Task to carry out: Copy out every record that follows, word for word.

Dataset entries:
PR #8905, opened 2019-03-21
Ensure guard checks when expanding string interpolations

fertapric:
During the bitstring expansion, guard checks were avoided due to a special case for inlining binaries during interpolation. These changes ensure guards are checked.

Related to #8867

### DIFF
--- a/lib/elixir/test/elixir/kernel/expansion_test.exs
+++ b/lib/elixir/test/elixir/kernel/expansion_test.exs
@@ -595,6 +595,20 @@ defmodule Kernel.ExpansionTest do
         expand(quote(do: fn arg when make_ref() -> arg end))
       end
     end
+
+    test "in guards with bitstrings" do
+      message = ~r"cannot invoke remote function String.Chars.to_string/1 inside guards"
+
+      assert_raise CompileError, message, fn ->
+        expand(
+          quote do
+            fn arg when <<:"Elixir.Kernel".to_string(arg)::binary, "foo">> == "argfoo" ->
+              arg
+            end
+          end
+        )
+      end
+    end
   end
 
   describe "comprehensions" do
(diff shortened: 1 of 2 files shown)


fertapric:
In the issue I said:

> However, I think string interpolations in the form of `"#{arg} string"` should raise, because it implies calling the `String.Chars` protocol. If we make it work for some cases, users might expect this to work:
>
> ```elixir
> defmodule Foo do
>   def foo(a, b) when a in ["#{b}.market"] do
>     a
>   end
> end
> 
> Foo.foo("1.market", 1)
> ```

But, in fact, it does work for some cases: if `arg` is a literal or is expanded to a literal. For example:

```elixir
defmodule Foo do
  @foo "foo"
  defmacro bar, do: "bar"

  def foo(a) when a in ["#{@foo}.foo"] do
    a
  end

  def bar(a) when a in ["#{bar()}.bar"] do
    a
  end

  def wadus(a) when a in ["#{"wadus"}.wadus"] do
    a
  end
end
```

Raising in those cases would be a backwards incompatible change.

lib/elixir/test/elixir/kernel/expansion_test.exs
```diff
@@ -595,6 +595,24 @@ defmodule Kernel.ExpansionTest do
         expand(quote(do: fn arg when make_ref() -> arg end))
       end
     end
+
+    test "in guards with bitstrings" do
+      message = ~r"cannot invoke remote function String.Chars.to_string/1 inside guards"
+
+      assert_raise CompileError, message, fn ->
```
fertapric: I did not include this before because I thought string interpolation in guards was going to be treated differently.

josevalim: Should we explicitly add a test for the cases that *work*? Which is literal and the results from expansion?

fertapric: The test suite has these ones (`bar/0` is defined at the top`defmacro bar, do: "bar"`):

https://github.com/elixir-lang/elixir/blob/7aaf02a28d3ace8bfc19c9960997efe82c108df4/lib/elixir/test/elixir/kernel/expansion_test.exs#L1993-L2007

I think that's enough, wdyt?

josevalim: Perfect, yes. Ship it!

Solution to this exercise:
PR #8905, opened 2019-03-21
Ensure guard checks when expanding string interpolations

fertapric:
During the bitstring expansion, guard checks were avoided due to a special case for inlining binaries during interpolation. These changes ensure guards are checked.

Related to #8867

### DIFF
--- a/lib/elixir/test/elixir/kernel/expansion_test.exs
+++ b/lib/elixir/test/elixir/kernel/expansion_test.exs
@@ -595,6 +595,20 @@ defmodule Kernel.ExpansionTest do
         expand(quote(do: fn arg when make_ref() -> arg end))
       end
     end
+
+    test "in guards with bitstrings" do
+      message = ~r"cannot invoke remote function String.Chars.to_string/1 inside guards"
+
+      assert_raise CompileError, message, fn ->
+        expand(
+          quote do
+            fn arg when <<:"Elixir.Kernel".to_string(arg)::binary, "foo">> == "argfoo" ->
+              arg
+            end
+          end
+        )
+      end
+    end
   end
 
   describe "comprehensions" do
(diff shortened: 1 of 2 files shown)


fertapric:
In the issue I said:

> However, I think string interpolations in the form of `"#{arg} string"` should raise, because it implies calling the `String.Chars` protocol. If we make it work for some cases, users might expect this to work:
>
> ```elixir
> defmodule Foo do
>   def foo(a, b) when a in ["#{b}.market"] do
>     a
>   end
> end
> 
> Foo.foo("1.market", 1)
> ```

But, in fact, it does work for some cases: if `arg` is a literal or is expanded to a literal. For example:

```elixir
defmodule Foo do
  @foo "foo"
  defmacro bar, do: "bar"

  def foo(a) when a in ["#{@foo}.foo"] do
    a
  end

  def bar(a) when a in ["#{bar()}.bar"] do
    a
  end

  def wadus(a) when a in ["#{"wadus"}.wadus"] do
    a
  end
end
```

Raising in those cases would be a backwards incompatible change.

lib/elixir/test/elixir/kernel/expansion_test.exs
```diff
@@ -595,6 +595,24 @@ defmodule Kernel.ExpansionTest do
         expand(quote(do: fn arg when make_ref() -> arg end))
       end
     end
+
+    test "in guards with bitstrings" do
+      message = ~r"cannot invoke remote function String.Chars.to_string/1 inside guards"
+
+      assert_raise CompileError, message, fn ->
```
fertapric: I did not include this before because I thought string interpolation in guards was going to be treated differently.

josevalim: Should we explicitly add a test for the cases that *work*? Which is literal and the results from expansion?

fertapric: The test suite has these ones (`bar/0` is defined at the top`defmacro bar, do: "bar"`):

https://github.com/elixir-lang/elixir/blob/7aaf02a28d3ace8bfc19c9960997efe82c108df4/lib/elixir/test/elixir/kernel/expansion_test.exs#L1993-L2007

I think that's enough, wdyt?

josevalim: Perfect, yes. Ship it!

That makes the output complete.